Photo Giovanna Pavesi Courtesy of Gianni Caravaggio and Kaufmann Repetto

The physical experience and the imaginative evocation are the beginning of the image, intended as an imaginative initiation. I describe a demiurgic act, as precisely this imaginative initiation, with this I mean an image that is essentially performative. It may seem strange, but for me this image has a preordained moral sense.

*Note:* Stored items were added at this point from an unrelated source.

PR #72, opened 2025-02-17
`--workers` CLI parameter is added

parfeniukink:
* new CLI parameter allows to control concurrent workers that are generating requests

### DIFF
--- a/src/guidellm/executor/base.py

This “Beginning” presents itself with an undeniable and unmistakable concreteness, to the point that it lead me to think of it as “truth.” The question of “truth” brings with it a moral value and responsibility: this is the beginning of an immanent morality. And it is the inaugural image that, with its truth, brings a moral sense. The five propositions for a new world (which allude, with gratitude, to Italo Calvino’s Lezioni Americane) each crystallize an image that allows itself to begin, which is precisely what distinguishes the new world from the old one.

© Gianni Caravaggio

Photo Giovanna Pavesi Courtesy of Gianni Caravaggio and Kaufmann Repetto

Sotto la superficie, la verità della concretezza (Under the surface, the truth of concreteness). To go under the surface, a deep reaching gesture of rupture (of vision, of thought) is necessary, as is the surface itself, or the superficiality, which veils this depth. Within this paradox of surface/appearance and depth/concreteness bare experience is established. This dichotomy constitutes a poetic act. Taken separately, the first – the surface – becomes a chimera and the other – the concreteness – is reduced to mere aesthetic taste. On the other hand, a synthesis between these two poles suggests that the profanation of mediated perception bears the onset of experience. And here it is: a wedge of Bardiglio marble tearing an ink jet print photograph of the sky that I took some times ago while crossing the Alps.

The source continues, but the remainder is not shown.